Hayashi et al[13] identified more complicated cataracts and significant infusion volumes as substantial risk factors for endothelial cell loss. Additionally, Pirazolli et al[14] evidenced that the phaco-chop technique requires lower CDE and aspiration fluids to break down a cataract; therefore, it may reduce endothelial cell damage. Consequently, increasing the safety of phacoemulsification surgeries by reducing CDE and aspiration fluids, may improve surgical results and patients postoperative visual acuities[6],[15].
Adequate cataract classification should contribute to more predictable and effective cataract surgeries, as dense cataracts require more energy to emulsify[15]–[16]. Although, the relationship between phacoemulsification energy expenditure and cataract classification may vary between surgeons, technique and equipment used[15],[17]. While the active fluidics dynamic phacoemulsification system demonstrated better surgical efficiencies than the gravity-based fluidics system, both systems' rate of complications is low. Different studies have shown no statistically significant differences between the intraoperative complication rate of phacoemulsification systems, as both types of equipment deliver a relatively safe surgical procedure, varying between patients and surgeon[6],[11].

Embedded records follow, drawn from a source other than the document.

PR #15072, opened 2022-01-10
[WFLY-16737] Upgrade H2 to 2.1.210

bstansberry:
Use the -ifNotExists option with tests that may have 'remote' callers initialize the H2 db
    
H2 2.1.210 defaults to a random management password so set a real one
    
Work around the fact that H2 2.x no longer treats BINARY cols as VARBINARY and defaults to size of 1.
    
    TableResourceDefinition's ColumnAttribute.DATA defaults to BINARY, which will result in a col wherein H2 will only allow a single byte. I suspect the design assumed a more varbinary semantic.
    
    See https://github.com/h2database/h2database/pull/2427
    
    Perhaps the default value of TableResourceDefinition.ColumnAttribute.DATA should be reconsidered.
    
    An alternative fix would be to configure a 'table=string' resource and specify VARBINARY as the col type for 'data'.

https://issues.redhat.com/browse/WFLY-16737

H2 offers different 'compatibility modes' (see http://www.h2database.com/html/features.html#compatibility). For a while this branch was using MODE=LEGACY but that no longer seems to be necessary to pass the testsuite, so my preference is to default to the H2 default of REGULAR.  But I added an expression to the DS URL to make it easy to override, e.g. to LEGACY.

### DIFF
--- a/testsuite/integration/clustering/src/test/java/org/jboss/as/test/clustering/cluster/web/persistence/AbstractDatabasePersistenceWebFailoverTestCase.java
+++ b/testsuite/integration/clustering/src/test/java/org/jboss/as/test/clustering/cluster/web/persistence/AbstractDatabasePersistenceWebFailoverTestCase.java
@@ -73,7 +73,7 @@ public abstract class AbstractDatabasePersistenceWebFailoverTestCase extends Abs
     public static class ServerSetupTask extends CLIServerSetupTask {
         public ServerSetupTask() {
             this.builder.node(THREE_NODES)
-                    .setup("/subsystem=datasources/data-source=web-sessions-ds:add(jndi-name=\"java:jboss/datasources/web-sessions-ds\", enabled=true, use-java-context=true, connection-url=\"jdbc:h2:tcp://localhost:%s/./web-sessions\", driver-name=h2", DB_PORT)
+                    .setup("/subsystem=datasources/data-source=web-sessions-ds:add(jndi-name=\"java:jboss/datasources/web-sessions-ds\", enabled=true, use-java-context=true, connection-url=\"jdbc:h2:tcp://localhost:%s/./web-sessions;VARIABLE_BINARY=TRUE\", driver-name=h2", DB_PORT)
                     .setup("/subsystem=infinispan/cache-container=web/invalidation-cache=database-persistence:add")
                     .setup("/subsystem=infinispan/cache-container=web/invalidation-cache=database-persistence/store=jdbc:add(data-source=web-sessions-ds, fetch-state=false, shared=true)")
                     .teardown("/subsystem=infinispan/cache-container=web/invalidation-cache=database-persistence:remove")
--- a/ee-feature-pack/galleon-common/src/main/resources/feature_groups/h2-datasource.xml
+++ b/ee-feature-pack/galleon-common/src/main/resources/feature_groups/h2-datasource.xml
@@ -7,7 +7,7 @@
             <param name="use-java-context" value="true"/>
             <param name="jndi-name" value="java:jboss/datasources/ExampleDS"/>
             <param name="data-source" value="ExampleDS"/>
-            <param name="connection-url" value="&quot;jdbc:h2:mem:test;DB_CLOSE_DELAY=-1;DB_CLOSE_ON_EXIT=FALSE&quot;"/>
+            <param name="connection-url" value="&quot;jdbc:h2:mem:test;DB_CLOSE_DELAY=-1;DB_CLOSE_ON_EXIT=FALSE;MODE=LEGACY&quot;"/>
             <param name="driver-name" value="h2"/>
             <param name="user-name" value="sa"/>
             <param name="password" value="sa"/>
--- a/ee-feature-pack/galleon-common/src/main/resources/feature_groups/h2-datasource.xml
+++ b/ee-feature-pack/galleon-common/src/main/resources/feature_groups/h2-datasource.xml
@@ -7,7 +7,7 @@
             <param name="use-java-context" value="true"/>
             <param name="jndi-name" value="java:jboss/datasources/ExampleDS"/>
             <param name="data-source" value="ExampleDS"/>
-            <param name="connection-url" value="&quot;jdbc:h2:mem:test;DB_CLOSE_DELAY=-1;DB_CLOSE_ON_EXIT=FALSE;MODE=LEGACY&quot;"/>
+            <param name="connection-url" value="&quot;jdbc:h2:mem:test;DB_CLOSE_DELAY=-1;DB_CLOSE_ON_EXIT=FALSE;MODE=${wildfly.h2.compatibility.mode:REGULAR}&quot;"/>
             <param name="driver-name" value="h2"/>
             <param name="user-name" value="sa"/>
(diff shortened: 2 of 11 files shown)


boris-unckel:
@bstansberry You have to set the major version `2` and minor version `1` for H2: 
* https://github.com/wildfly/wildfly/blob/main/testsuite/integration/basic/src/test/java/org/jboss/as/test/integration/jca/metrics/data-sources/complex-driver.xml#L4
* https://github.com/wildfly/wildfly/blob/main/testsuite/integration/basic/src/test/java/org/jboss/as/test/integration/jca/metrics/data-sources/wrong-empty-name-driver.xml#L4
* https://github.com/wildfly/wildfly/blob/main/testsuite/integration/basic/src/test/java/org/jboss/as/test/integration/jca/metrics/data-sources/wrong-wo-name-driver.xml#L4

(wondering why these are not below ...src/test/resources/....)

Reference is here:
* major: https://github.com/h2database/h2database/blob/master/h2/src/main/org/h2/engine/Constants.java#L86
* minor: https://github.com/h2database/h2database/blob/master/h2/src/main/org/h2/engine/Constants.java#L91

bstansberry:
Thanks, @boris-unckel. That will fix a few.

boris-unckel:
Sorry for the wrong minor, you fixed it already. 2.0.206 is still at minor 0.

boris-unckel:
@beikov Is it correct that we have no chance to use H2 2.0.206 due to this https://github.com/h2database/h2database/issues/3340#issuecomment-1006711337 (fix not released yet) using Hibernate 5.3.x?

boris-unckel:
@bstansberry I have found a solution (hm, workaround). H2 1.x treats `NULL` as `DEFAULT` (which is a sequence here) Enable the 1.x compatibility mode with `MODE=LEGACY` https://www.h2database.com/html/features.html#compatibility `Identity columns have implicit DEFAULT ON NULL clause. It means a NULL value may be specified for this column in INSERT command and it will be treated as DEFAULT.`

```
diff --git a/ee-feature-pack/galleon-common/src/main/resources/feature_groups/h2-datasource.xml b/ee-feature-pack/galleon-common/src/main/resources/feature_groups/h2-datasource.xml
index 54745faf9f..7cda7ad76f 100644
--- a/ee-feature-pack/galleon-common/src/main/resources/feature_groups/h2-datasource.xml
+++ b/ee-feature-pack/galleon-common/src/main/resources/feature_groups/h2-datasource.xml
@@ -7,7 +7,7 @@
             <param name="use-java-context" value="true"/>
             <param name="jndi-name" value="java:jboss/datasources/ExampleDS"/>
             <param name="data-source" value="ExampleDS"/>
-            <param name="connection-url" value="&quot;jdbc:h2:mem:test;DB_CLOSE_DELAY=-1;DB_CLOSE_ON_EXIT=FALSE&quot;"/>
+            <param name="connection-url" value="&quot;jdbc:h2:mem:test;DB_CLOSE_DELAY=-1;DB_CLOSE_ON_EXIT=FALSE;MODE=LEGACY&quot;"/>
             <param name="driver-name" value="h2"/>
             <param name="user-name" value="sa"/>
             <param name="password" value="sa"/>

```

bstansberry:
Thanks @boris-unckel I went ahead and merged that into my branch to see what effect it has.

Note that this is an experimental branch so we wouldn't bump H2 like this until folks like @scottmarlow (JPA/Hibernate) have had a chance to evaluate. I don't think I'd want to move on to a version that doesn't pass Hibernate testing.

boris-unckel:
Hibernate has a PR to support H2 version 2.x https://github.com/hibernate/hibernate-orm/pull/4588 It's a Hibernate 6.0 PR with jakarta.* package names.

scottmarlow:
> Note that this is an experimental branch so we wouldn't bump H2 like this until folks like @scottmarlow (JPA/Hibernate) have had a chance to evaluate. I don't think I'd want to move on to a version that doesn't pass Hibernate testing.

+1, once https://github.com/hibernate/hibernate-orm/pull/4588 is merged, I think that should allow hibernate master branch to be used for testing with H2 but I don't think that https://github.com/hibernate/hibernate-orm/pull/4588 is actually testing against H2 from what I can tell by looking at https://github.com/hibernate/hibernate-orm/blob/main/gradle/libraries.gradle#L16:
```
 h2Version = '1.4.197'
```

beikov:
Hi all. I think that with H2 2.1.210, which was released a few hours ago, the Hibernate tests work after my PR https://github.com/hibernate/hibernate-orm/pull/4588. So to get the testsuite with 5.3 working I will need to backport some fixes like ignoring time zone related test failures, which according to the H2 team are expected somehow, and also some "bad" column names which are now keywords that need to be renamed.

We can't bump the version to 2.1.210 yet though because we also use h2gis for testing spatial functionality and that library hasn't provided a version yet which is compatible with the new H2 version. Here is the issue for tracking this: https://github.com/orbisgis/h2gis/issues/1235

As soon as H2GIS 2.0 is out, we can start to evaluate bumping the H2 version on main/6.0 as well, but from what I tested locally, H2 2.1.210 works with Hibernate 6.0-SNAPSHOT and should also work with Hibernate 5.3 after my backports. Is it really necessary for 5.3 to support H2 2.0+ or can we make that a 6.0 only thing?

scottmarlow:
Is it really necessary for 5.3 to support H2 2.0+ or can we make that a 6.0 only thing?

IMO, supporting H2 on Hibernate ORM 6 sounds like a good step forward.

bstansberry:
@darranl let's keep it for now.

bstansberry:
This is now ready to go. @boris-unckel fyi re the last commit.

testsuite/integration/clustering/src/test/java/org/jboss/as/test/clustering/cluster/web/persistence/AbstractDatabasePersistenceWebFailoverTestCase.java
```diff
@@ -73,7 +73,7 @@ public static void afterClass() throws Exception {
     public static class ServerSetupTask extends CLIServerSetupTask {
         public ServerSetupTask() {
             this.builder.node(THREE_NODES)
-                    .setup("/subsystem=datasources/data-source=web-sessions-ds:add(jndi-name=\"java:jboss/datasources/web-sessions-ds\", enabled=true, use-java-context=true, connection-url=\"jdbc:h2:tcp://localhost:%s/./web-sessions\", driver-name=h2", DB_PORT)
+                    .setup("/subsystem=datasources/data-source=web-sessions-ds:add(jndi-name=\"java:jboss/datasources/web-sessions-ds\", enabled=true, use-java-context=true, connection-url=\"jdbc:h2:tcp://localhost:%s/./web-sessions;VARIABLE_BINARY=TRUE\", driver-name=h2", DB_PORT)
```
bstansberry, line 76: @pferraro @rhusar FYI re this. See the PR description or first commit's message for more about this.

rhusar: 👍

jamezp (approved):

This study compared cataract surgeries performed with two phacoemulsification systems under similar conditions which may contribute to better understanding of phacoemulsification surgical parameters. A particular strength of this study is the large number of cases included, performing surgeries using similar ultrasound settings, and surgical techniques with the same phacoemulsification tip and sleeve. These findings were consistent suggesting that the results may be broadly applicable. Nonetheless, this study has some limitations. To identify better surgical results between phacoemulsification system, a prospective study is required to compare postoperative visual acuities, postoperative changes in central corneal thickness and endothelial cell density. These findings are needed to understand further the clinical relevance for preforming cataract surgeries using an active fluidics phacoemulsification system.
In conclusion, surgeries performed under similar conditions (same surgeon, phaco tip and sleeve) with the active fluidics dynamic system required significantly lower CDE and aspiration fluids than the gravity fluidics system. Cataract blindness has a significant impact on the socio-economic development of individuals and societies[18]; therefore, better surgical outcomes are sought to improve postoperative results.
Acknowledgments
Conflicts of Interest: Escaf-Jaraba L, None; Escobar-DiazGranados J, None; Valdemarín B, None.